▶ **Source records**

Content starts

PR #4933, opened 2022-12-08
layers: Remove legacy lvl_* vk_typemap_helper

spencer-lunarg:
`lvl_find_in_chain` -> `LvlFindInChain`
`lvl_find_mod_in_chain` -> `LvlFindModInChain`
`lvl_init_struct` -> `LvlInitStruct`

might cause some merge conflicts, but should be small enough now to just fully remove (82 spots replaced)


jeremyg-lunarg (approved):
LGTM. Yay!

mark-lunarg (approved):
LGTM!  Thanks, I have wanted to do this for the longest time.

Content ends

▶ **Activity**
Copy every entry exactly, leaving nothing out.

▶ **Exercise answer**
PR #4933, opened 2022-12-08
layers: Remove legacy lvl_* vk_typemap_helper

spencer-lunarg:
`lvl_find_in_chain` -> `LvlFindInChain`
`lvl_find_mod_in_chain` -> `LvlFindModInChain`
`lvl_init_struct` -> `LvlInitStruct`

might cause some merge conflicts, but should be small enough now to just fully remove (82 spots replaced)


jeremyg-lunarg (approved):
LGTM. Yay!

mark-lunarg (approved):
LGTM!  Thanks, I have wanted to do this for the longest time.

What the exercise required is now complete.